PR #1868, opened 2016-07-26
Fix missing auth headers with PATCH HTTP request when pushing to default port

stanhu:
If a user specifies `mydomain.com:443` in the `Host` configuration, the PATCH request for the layer upload will fail because the credentials will be omitted because the challenge does not appear to be in the map. To fix this, we normalize the map keys always to use the Host:Port combination.

Closes https://github.com/docker/docker/issues/18469

### DIFF
--- a/registry/client/auth/addr.go
+++ b/registry/client/auth/addr.go
@@ -5,7 +5,7 @@ import (
 	"strings"
 )
 
-// FROM: http://golang.org/src/net/http/client.go
+// FROM: https://golang.org/src/net/http/http.go
 // Given a string of the form "host", "host:port", or "[ipv6::address]:port",
 // return true if the string includes a port.
 func hasPort(s string) bool { return strings.LastIndex(s, ":") > strings.LastIndex(s, "]") }
@@ -16,9 +16,9 @@ var portMap = map[string]string{
 	"https": "443",
 }
 
-// CanonicalAddr returns url.Host but always with a ":port" suffix
+// canonicalAddr returns url.Host but always with a ":port" suffix
 // FROM: http://golang.org/src/net/http/transport.go
-func CanonicalAddr(url *url.URL) string {
+func canonicalAddr(url *url.URL) string {
 	addr := url.Host
 	if !hasPort(addr) {
 		return addr + ":" + portMap[url.Scheme]
--- a/registry/client/auth/addr.go
+++ b/registry/client/auth/addr.go
@@ -1,0 +1,27 @@
+package auth
+
+import (
+	"net/url"
+	"strings"
+)
+
+// FROM: http://golang.org/src/net/http/client.go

# Exercise objective
With the line that contains "return addr +" as your start, reproduce the data above exactly through its last line, and nothing before that start.

# Completed task
 		return addr + ":" + portMap[url.Scheme]
--- a/registry/client/auth/addr.go
+++ b/registry/client/auth/addr.go
@@ -1,0 +1,27 @@
+package auth
+
+import (
+	"net/url"
+	"strings"
+)
+
+// FROM: http://golang.org/src/net/http/client.go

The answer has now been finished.